GPU memory limits are set in docker-compose.prod.yml under deploy.resources.reservations.devices:

services:
  ai-llm:
    deploy:
      resources:
        reservations:
          devices:
            - driver: nvidia
              count: 1
              capabilities: [gpu]
              options:
                memory: 24g # GPU memory limit for this container

The options.memory field specifies the maximum GPU memory available to the container.
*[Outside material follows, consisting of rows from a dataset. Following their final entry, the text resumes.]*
Issue #2837, opened 2024-10-08
WebGL2 support


hermet:
ThorVG OpenGL is in pretty good shape. It's time to integrate it with WebGL2.

PR #2906, opened 2024-10-25
gl_engine: seperate the index buffer from vertex buffer

RuiwenTang:
WebGL has a strict rule that does not allow the same GLBuffer to be bound to both ARRAY_BUFFER and ELEMENT_ARRAY_BUFFER at the same time. (https://registry.khronos.org/webgl/specs/latest/1.0/#5.14.5)

To support WebGL in the future, a separate GLBuffer is used to store index data.

prepare for #2837

### DIFF
--- a/src/renderer/gl_engine/tvgGlGpuBuffer.cpp
+++ b/src/renderer/gl_engine/tvgGlGpuBuffer.cpp
@@ -72,7 +72,7 @@ void GlGpuBuffer::unbind(Target target)
     GL_CHECK(glBindBuffer(static_cast<uint32_t>(target), 0));
 }
 
-GlStageBuffer::GlStageBuffer() : mVao(0), mGpuBuffer(new GlGpuBuffer)
+GlStageBuffer::GlStageBuffer() : mVao(0), mGpuBuffer(), mGpuIndexBuffer()
 {
     GL_CHECK(glGenVertexArrays(1, &mVao));
 }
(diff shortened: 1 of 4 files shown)


src/renderer/gl_engine/tvgGlGpuBuffer.cpp
```diff
@@ -102,37 +102,56 @@ uint32_t GlStageBuffer::push(void *data, uint32_t size, bool alignGpuOffset)
     return offset;
 }
 
+uint32_t GlStageBuffer::pushIndex(void *data, uint32_t size)
+{
+    uint32_t offset = mIndexBuffer.count;
+
+    if (this->mIndexBuffer.reserved - this->mIndexBuffer.count < size) {
```
hermet, line 109: this (109 ~ 111) looks not necessary. 
At reserve you want to use? `reserve()` instead of `grow()`

hermet:
@RuiwenTang What do you think about the performance downside? If so, perhaps we could use a VBO with index data by default and provide an option to use a separate buffer object specifically for WebGL.

src/renderer/gl_engine/tvgGlGpuBuffer.cpp
RuiwenTang: I just want to make sure that we need to resize the container

RuiwenTang:
> @RuiwenTang What do you think about the performance downside? If so, perhaps we could use a BO with index data by default and provide an option to use a separate IBO specifically for WebGL. I guess `mGpuIndexBuffer` can abstract it.

The impact on performance should be small. The design here is to avoid frequent swapping of VertexBuffer, IndexBuffer and UniformBuffer between DrawElements.

hermet:
> VertexBuffer, IndexBuffer

@RuiwenTang I think you are introducing this for WebGL spec not for other benefits. Just considered, we're introducing an additional buffer object for the index here. Imagine a highly complex, fine-grained shapes with thousands of polygons (i.e 8K vector image map). Fetching data from a single buffer and fetching data from two buffers would not yield the same performance. Just my guess, that's why I suggested the optional choice.  We can go with this now, just wanted to clarify it.

hermet (approved):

2. PyTorch Memory Allocator Configuration

PyTorch's CUDA allocator is configured via environment variable to reduce fragmentation:

environment:
  - PYTORCH_CUDA_ALLOC_CONF=max_split_size_mb:512

This setting:

  • Limits maximum allocation block size to 512 MB
  • Reduces memory fragmentation under concurrent loads
  • Helps prevent "out of memory" errors when models load incrementally

Service Memory Allocations

All GPU-enabled services have memory limits configured. Here are the recommended allocations based on model sizes:

Service Model(s) Memory Limit GPU Notes
ai-llm Nemotron-3-Nano-30B (Q4_K_M) 24G 0 Large LLM requires dedicated high-VRAM GPU
ai-yolo26 YOLO26 2G Any Object detection, runs frequently
ai-yolo26 YOLO26 TensorRT 1.5G 1 Optional TensorRT-optimized variant
ai-florence Florence-2-Large 2G 1 Vision-language dense captioning
ai-clip CLIP ViT-L 1.5G 1 Entity re-identification embeddings
ai-enrichment-light Pose, Threat, ReID, Pet, Depth (~1.2GB) 2G 1 Light-weight models, efficient inference
ai-enrichment Vehicle, Fashion, Demographics (~4.3GB) 3G 1 Large transformer models with lazy load
backend FastAPI application 2G Any GPU for inference acceleration

Memory Management Best Practices

1. Monitor GPU Memory Usage

Use nvidia-smi to monitor real-time GPU memory:

# Real-time monitoring
watch -n 1 nvidia-smi

# Single snapshot
nvidia-smi --query-gpu=index,name,memory.total,memory.used,memory.free \
  --format=csv,noheader,nounits

2. Troubleshooting

Container crashes with CUDA Out of Memory: Check current GPU memory with nvidia-smi and increase memory limit in docker-compose.prod.yml.